With the Arctic warming faster than the global average, researchers at UBC and the University of Edinburgh have made an important discovery about tundra plants and how they are adapting faster than expected to climate change.
For the joint study, published in the journal Nature , researchers tracked more than 2,000 plant communities over four decades at 45 sites in the Canadian High Arctic, Alaska and Scandinavia, and found that some species thrived while others declined.
They found that some tundra plants like willowy shrubs are able to green up earlier because of longer growing seasons, while other flowering plants are being overshadowed and dying out.
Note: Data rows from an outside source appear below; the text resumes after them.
PR #10326, opened 2025-01-14
Add failing test for connection reuse for #10325

bdraco:


tests/test_client_functional.py
```diff
@@ -186,6 +186,61 @@ async def on_reuseconn(session: object, ctx: object, params: object) -> None:
     assert cnt_conn_reuse == 1
 
 
+pytest.mark.xfail(reason="Connection should be reused (#10325)")
+
+
```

These changes could alter global carbon cycles, according to the long-term monitoring study, which is part of the International Tundra Experiment , a network of researchers examining the impacts of warming on tundra ecosystems.
Scientists say the tundra’s permafrost stores a third of the planet’s carbon. But if the plants on the surface change, that could alter the permafrost, changing how much carbon is being stored.
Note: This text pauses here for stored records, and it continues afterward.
Issue #10331, opened 2025-01-19
aiohttp._http_parser.HttpParser.feed_data aiohttp.http_exceptions.BadHttpMessage: 400, message:


skywalker0403:
### Describe the bug

I keep getting the above error message. This message accumulates to several hundred a day if I don't delete it in between. I have restored backups from the last 10 days so that I could perhaps rule out an update. Unfortunately, this was unsuccessful. The only update I could think of would be the first HA update this year. I don't know if there was another one. I don't have Duck DNS or anything similar to access my system from outside, I use VPN on my iPhone via the FritzBox instead. I don't know what to do anymore, especially since I can't do anything with this message because I don't know anything about Linux. I read about a similar problem here, but it was closed. There was no solution for me

### To Reproduce

As already described, I have 10 backup days and used the first backup of the 10, but the error was already there at that time.

### Expected behavior

By rewinding I hoped to find an update as the cause. Without success

### Logs/tracebacks

```python-traceback
Logger: aiohttp.server
Quelle: /usr/local/lib/python3.13/site-packages/aiohttp/web_protocol.py:451
Erstmals aufgetreten: 10:32:32 (5 Vorkommnisse)
Zuletzt protokolliert: 10:32:37

Error handling request
Traceback (most recent call last):
  File "/usr/local/lib/python3.13/site-packages/aiohttp/web_protocol.py", line 380, in data_received
    messages, upgraded, tail = self._request_parser.feed_data(data)
                               ~~~~~~~~~~~~~~~~~~~~~~~~~~~~~~^^^^^^
  File "aiohttp/_http_parser.pyx", line 558, in aiohttp._http_parser.HttpParser.feed_data
aiohttp.http_exceptions.BadHttpMessage: 400, message:
  Data after `Connection: close`:

    b'\x00'
          ^
```

### Python Version

```console
3.13.1
```

### aiohttp Version

```console
-
```

### multidict Version

```console
-
```

### propcache Version

```console
-
```

### yarl Version

```console
-
```

## System Information

version | core-2025.1.2
-- | --
installation_type | Home Assistant OS
dev | false
hassio | true
docker | true
user | root
virtualenv | false
python_version | 3.13.1
os_name | Linux
os_version | 6.6.66-haos
arch | x86_64
timezone | Europe/Berlin
config_dir | /config

<details><summary>Home Assistant Community Store</summary>

GitHub API | ok
-- | --
GitHub Content | ok
GitHub Web | ok
[...]

PR #10332, opened 2025-01-19
Log the remote that generates request errors

bdraco:
## What do these changes do?

Currently we only log that a request error occurred with no information about which remote the error
came from. This made it quite difficult to find
the offending remote

The remote address is now found in the logs

no

## Related issue number

#10331


Dreamsorcerer (approved):

asvetlov (approved):
Good addition, thanks!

Isla Myers-Smith, a professor at UBC’s faculty of forestry, led one of the teams at a Yukon Arctic site called Qikiqtaruk, an area that is experiencing dramatic permafrost thaw.
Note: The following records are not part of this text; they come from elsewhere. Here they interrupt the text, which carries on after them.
Issue #10355, opened 2025-01-23
Parsing a missing CRLF at the end of a chunk in a malformed chunked encoding response


xdegaye:
### Describe the bug

A missing CRLF at the end of a chunk may happen for example when the parsed chunk size is wrong.

Parsing the end of a chunk is done by [HttpPayloadParser.feed_data(), see this part of the code](https://github.com/aio-libs/aiohttp/blob/d3dc087b8e9aa665d47045550e5d9f2eddf8f512/aiohttp/http_parser.py#L875).
When CRLF is missing:
- The HttpPayloadParser state remains `ChunkState.PARSE_CHUNKED_CHUNK_EOF` until there are no more chunks to parse
  since the next chunks processed by the following calls to feed_data() are prefixed with `self._chunk_tail` so that
  this code parses always the same start of sequence of bytes (which does not start with CRLF).
- All the next chunks are appended to `self._chunk_tail`.
- If the chunked body is large enough, such as an audio stream for example, the stream seems to hang.

### To Reproduce

In a well formed chunked encoded HTTP response, replace the CRLF at the end of a chunk with two bytes that are not CRLF.

### Expected behavior

A fix could be: 
- Change also the parser state to ChunkState.PARSE_CHUNKED_SIZE when the CRLF is missing.
- Alternatively raise an exception.

### Logs/tracebacks

```python-traceback
-
```

### Python Version

```console
-
```

### aiohttp Version

```console
commit d3dc087b8e9aa665d47045550e5d9f2eddf8f512 (HEAD -> master, origin/master, origin/HEAD)
Date:   Wed Jan 22 05:53:25 2025 -0800
```

### multidict Version

```console
-
```

### propcache Version

```console
-
```

### yarl Version

```console
-
```

### OS

-

### Related component

Server

### Additional context

This issue is the result of a code review. 

### Code of Conduct

- [x] I agree to follow the aio-libs Code of Conduct

Dreamsorcerer:
That fix may be OK. If you'd like to open a PR, please create a regression test first in test_http_parser.py (making sure to use the `response: HttpResponseParser` fixture).

xdegaye:
I will give it a try.

ekanshul:
[...]

PR #10359, opened 2025-01-25
Fixed missing CRLF at end of a chunk in malformed chunked encoding me…

xdegaye:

“We’re seeing increases in shrubs, we’re seeing increases in grasses, and we’re seeing a decrease in the bare ground. And all of those vegetation changes together are influencing the habitat for wildlife,” said Myers-Smith.
“What we found was plots where these shrubs over time were becoming quite dominant. We started to see a loss of other species within the plant community, particularly the flowering plants as the shrubs were shading out other species that were growing beneath them.”

While scientists say there is still a lot of work that needs to be done to understand the full implications of the carbon cycle, they know there are affects already happening to the ecosystem.
For example, species of animals like caribou, which is a food source for Indigenous people, rely on lichen in the winter. Myers-Smith said scientists have already documented a decline in lichen as the shrubs increase.
As the habitats become more shrubby, there will also be changes in the bird community from the species that prefer open nesting habitats to ones that prefer the shrubby habitats.
“And then we can think all the way down to insects in the system … like bumblebees which need those flowering plants to get nectar,” she said. “And if you lose the flowering plants from these ecosystems, and particularly the ones that flower at different times across the summer, you can reduce that window when the bumblebees can forage, making life very difficult for an Arctic bumblebee.”

These shifts are reshaping ecosystems in ways scientists don’t yet fully understand, she said, adding that this is why it is vital to track what’s happening so communities can prepare for the consequences. These could include ecosystem collapse, landslides and flooding.
Mariana García Criado, a post-doctoral researcher in tundra biodiversity at the University of Edinburgh, said in a UBC statement that the study sheds light on how climate change is reshaping one of the world’s most fragile ecosystems as it warms at four times the global average.